ただし、ここで最初に明確にしておくべきことがあります。
「マウント」という過去の設計との決別
かつての Databricks では、ストレージを DBFS にマウントする設計が一般的でした。
- SASトークンを使う
- シークレットを Key Vault に保存する
- /mnt/xxx にマウントする
このスタイルは一時代を築きましたが、現在は明確に位置づけが変わっています。
マウントは非推奨のレガシー技術です。
理由はシンプルです。
- アクセス制御が分散する
- ガバナンスが効かない
- シークレット管理が必要になる
- Unity Catalogと整合しない
本書で扱う設計は、
**Unity Catalog + Managed Identity による「マウントレス設計」**です。
つまり、
- ストレージはマウントしない
- 直接 abfss:// でアクセスする
- UCでアクセス制御する
この思想への切り替えが重要です。
認証方式の全体像
それぞれの方式を整理すると、次のようになります。
- SAS → 一時的な共有キー
- OAuth → サービスプリンシパルによる認証
- MI → シークレット不要の自動認証
そして結論はシンプルです。
通常はMIを使う。例外的にOAuth。

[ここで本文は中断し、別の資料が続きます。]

PR #2476, opened 2022-02-22
[FIX] mason2 vcf parsing

### LINKED ISSUE #2475: Error Mason2 parsing VCF file v4.2 with multiple formats in the `FORMAT` field
I was trying to use variations from the GIAB dataset to simulate the reads, however, I got the following error.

SASは基本使わない。
SAS(Shared Access Signature)
SASは、ストレージに対する一時的なアクセス権をURLとして発行する仕組みです。
- 短期間のアクセス共有
- 外部への一時的なデータ受け渡し
- 検証用途
こうした用途には有効です。
ただし、Databricksの基盤設計としては問題があります。
- キーの漏洩リスク
- 有効期限管理が必要
- アクセス制御が粗い
- Unity Catalogと連携できない
そのため、常設の接続には使うべきではありません。
OAuth(サービスプリンシパル)
OAuthは、Azure AD(Entra ID)上のサービスプリンシパルを使った認証方式です。
- Client ID / Secret を使う
- RBACで権限管理
- プログラムから利用可能
一見すると柔軟で強力ですが、弱点もあります。
- シークレット管理が必要
- ローテーション運用が発生
- 漏洩時のリスクが大きい
では、なぜ今でも使われるのか。
OAuthが必要になる唯一の正当なケース
それが、**テナントを跨ぐ接続(Cross-tenant)**です。
たとえば次のようなケースです。
- 別会社のAzure環境にあるADLSを参照する
- パートナー企業のデータを直接読み込む
- グループ会社間でテナントが分かれている
この場合、自分のテナントの Managed Identity は使えません。
なぜなら、MIは同一テナント内でのみ有効なIdentityだからです。
このときの選択肢は次のとおりです。
- B2B(ゲストユーザー)として招待
- サービスプリンシパルを発行してもらう
このようなケースでは、OAuthが現実的な選択になります。
つまり、
OAuthは「仕方なく使うもの」であり、「積極的に選ぶものではない」
という位置づけです。
Managed Identity(MI)
Managed Identity は、現在の標準的な認証方式です。
特徴はシンプルです。
- シークレット不要
- Azureが認証情報を管理
- RBACでアクセス制御
ここで重要な理解があります。
Managed Identityの正体は「Azureが管理するサービスプリンシパル」です。
つまり、
- 内部的にはサービスプリンシパル
- ただし人間はシークレットに触れない
- 完全に管理された状態で運用される
この「触れない」ことこそが、安全性の本質です。
MIのメリット
Managed Identityを使うことで、次のメリットが得られます。
- シークレット管理が不要
- 漏洩リスクが極小化
- ローテーション不要
- RBACで一元管理
- Unity Catalogと自然に統合
さらに、Access Connectorと組み合わせることで、
- Databricks → Identity → ADLS
というシンプルな信頼構造が実現します。
使い分けまとめ
実務での判断はシンプルに整理できます。
- 通常構成 → Managed Identity(MI)一択
- テナント跨ぎ → OAuth(サービスプリンシパル)
- 一時共有 → SAS(限定用途のみ)
この優先順位を崩さないことが重要です。
よくあるアンチパターン
認証設計でよくある失敗も整理しておきます。
- とりあえずSASで接続する
- サービスプリンシパルを乱立させる
- Key Vaultにシークレットを溜め込む
- マウント前提で設計する
- Identityではなく人に権限を付ける
これらはすべて、運用負債につながります。
まとめ:認証設計は「シンプルに寄せる」
認証方式は複数ありますが、設計思想はシンプルです。
- マウントは使わない(マウントレス設計)
- Managed Identityを標準とする
- 例外としてOAuthを使う
- SASは限定用途に留める
つまり、
「複雑なことをしない」ことが、最も安全で強い設計です。
Databricks と Azure の組み合わせでは、
すでに最適なパターンが用意されています。
それに素直に乗ることが、結果的に最短で最強の構成になるのです。